» **Prompt**: Only the final stretch of the data is wanted: reproduce the line containing "simonplend: ...and a ❌ for when they're not." and each line after it, exactly.

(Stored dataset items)
------------------------------------
PR #516, opened 2018-08-15
Support https; Nicer errors; Moar emojis; Reject on any error other 'FetchError: network timeout'

adambraimbridge:
Looking good to go.

### DIFF
--- a/lib/wait-for-ok.js
+++ b/lib/wait-for-ok.js
@@ -18,12 +18,12 @@ module.exports = function (url) {
 					}
 				})
 				.catch(error => {
-					//if (error.includes('FetchError: network timeout')) {
-					//	console.log(`👋 Hey, ${url} doesn't seem to be responding yet, so there's that. You're amazing, by the way. I don't say that often enough. But you really are.`); // eslint-disable-line no-console
-					//}
-					//else {
+					if (error.indexOf('FetchError: network timeout') > -1) {
+						console.log(`👋 Hey, ${url} doesn't seem to be responding yet, so there's that. You're amazing, by the way. I don't say that often enough. But you really are.`); // eslint-disable-line no-console
+					}
+					else {
 						console.log(`😿 ${url} Error: ${error}`); // eslint-disable-line no-console
-					//}
+					}
 				});
 		}
 		checker = setInterval(checkGtg, 3000);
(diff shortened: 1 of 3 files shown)


adambraimbridge:
Seems to be okay ... 
image

adambraimbridge:
If there are no errors: It floats!

image

adambraimbridge:
Update:
 - [ ] Moar emojis! 😻
 - [ ] If there's a "real" error, don't wait two minutes to time out.
 - [ ] De-duplication of final error message.

tasks/float.js
```diff
@@ -60,7 +60,6 @@ function task (opts) {
 		log.art.canoe();
 		log.success('IT FLOATS!');
 	}).catch(function (err) {
-		log.error('Man overboard', err);
```
simonplend: :+1:

lib/wait-for-ok.js
```diff
@@ -5,23 +5,31 @@ module.exports = function (url) {
 		let timeout;
 		let checker;
 		function checkGtg () {
-			console.log(`polling: ${url}`); // eslint-disable-line no-console
+			console.log(`⏳ polling: ${url}`); // eslint-disable-line no-console
 			fetch(url, { timeout: 2000, follow: 0 })
 				.then(function (response) {
 					if (response.ok) {
-						console.log(`poll ${url} ok`); // eslint-disable-line no-console
+						console.log(`⌛️ ${url} ok!`); // eslint-disable-line no-console
```
simonplend: How about a ✔️ emoji when it's ok...

lib/wait-for-ok.js
```diff
@@ -5,23 +5,31 @@ module.exports = function (url) {
...
 						clearTimeout(timeout);
 						clearInterval(checker);
 						resolve();
 					} else {
-						console.log(`poll ${url} not ok`); // eslint-disable-line no-console
+						console.log(`⌛️ ${url} not ok`); // eslint-disable-line no-console
```
simonplend: ...and a ❌ for when they're not.

I figure these are easy to scan for in output to determine success or failure and similar to the output that test runners like mocha and n-test provide.

:thinking:

lib/wait-for-ok.js
```diff
@@ -5,23 +5,31 @@ module.exports = function (url) {
...
+					}
+				})
+				.catch(error => {
+					if (error.type && error.type === 'request-timeout') {
+						console.log(`👋 Hey, ${url} doesn't seem to be responding yet, so there's that. You're amazing, by the way. I don't say that often enough. But you really are.`); // eslint-disable-line no-console
+					}
+					else {
+						reject(`😿 ${url} Error: ${error}`);
+						clearInterval(checker);
```
simonplend: Good :cat:ch!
------------------------------------
» **Answer to the problem**:
simonplend: ...and a ❌ for when they're not.

I figure these are easy to scan for in output to determine success or failure and similar to the output that test runners like mocha and n-test provide.

:thinking:

lib/wait-for-ok.js
```diff
@@ -5,23 +5,31 @@ module.exports = function (url) {
...
+					}
+				})
+				.catch(error => {
+					if (error.type && error.type === 'request-timeout') {
+						console.log(`👋 Hey, ${url} doesn't seem to be responding yet, so there's that. You're amazing, by the way. I don't say that often enough. But you really are.`); // eslint-disable-line no-console
+					}
+					else {
+						reject(`😿 ${url} Error: ${error}`);
+						clearInterval(checker);
```
simonplend: Good :cat:ch!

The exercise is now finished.